◆ **What you will do**:
Would you transcribe the line that holds "- Rendered zh" and all the lines below it, through the final one, exactly and with nothing else?

*** Opening of Working data ***

PR #4946, opened 2026-09-11
docs(blog): add agent-managed context windows article

t0saki:
## Summary

- New post `agent-managed-context-windows` (zh + en): Codex now lets the model decide when a context window ends on GPT-6 Astra, and this article reimplements that mechanism on the pi harness with OpenViking's existing session archive as the history backend, with no server-side change. It covers what `codex-rs` actually ships (the `notes` / `history` / `new_context` tool surface, the prompts, the OpenAI-side storage), why threshold compaction loses information and fires at the wrong moment, and what happens when the model owns the decision.
- The run it reports: 22 of 22 files inventoried across four windows, three resets the model chose on its own with no mention of context management in the task, peak context 47% of 128k, three archives each with a server-generated Working Memory. Numbers and quoted reset reasons come from `demo-evidence/` in `examples/pi-experimental-context-management`.
- Four figures are drawn inline in JSX/SVG from `--th-*` theme tokens instead of shipped as images, so they work in both themes: the Codex composition map, a threshold-compaction vs task-boundary timeline, the anatomy of a window after a reset beside the OpenViking session tree, and the pressure curve of the long run plotted from `pressure-timeline.txt`.
- Cover and card cover as WebP under `public/assets/covers/`, `llm.txt` aligned with the English article, and the post registered in `src/posts/index.js`.

## Notes for the reviewer

- The article links to `examples/pi-experimental-context-management/`, which lands with #4941. That link 404s until that PR merges.
- Peak context is reported as 47% of 128k, which is the payload-bytes/4 estimate the evidence bundle plots. A second control run (window management off, pi's own threshold compaction) is summarised in one sentence at the end of the results section.

## Verification

- `npm run build` passes; 15 static routes rendered, `og:image` resolves to the new cover.
- Rendered zh and en locally and read the full page: figures, tables, code blocks and the TOC lay out correctly, and the cover crops cleanly at both 16:7 and 16:10.


ZaynJarvis (approved):
LGTM — additive blog post (article JSX, cover assets, llm.txt, one-line index registration), no code/infra changes.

*** Close of Working data ***

◆ **Answer to the exercise**:
- Rendered zh and en locally and read the full page: figures, tables, code blocks and the TOC lay out correctly, and the cover crops cleanly at both 16:7 and 16:10.


ZaynJarvis (approved):
LGTM — additive blog post (article JSX, cover assets, llm.txt, one-line index registration), no code/infra changes.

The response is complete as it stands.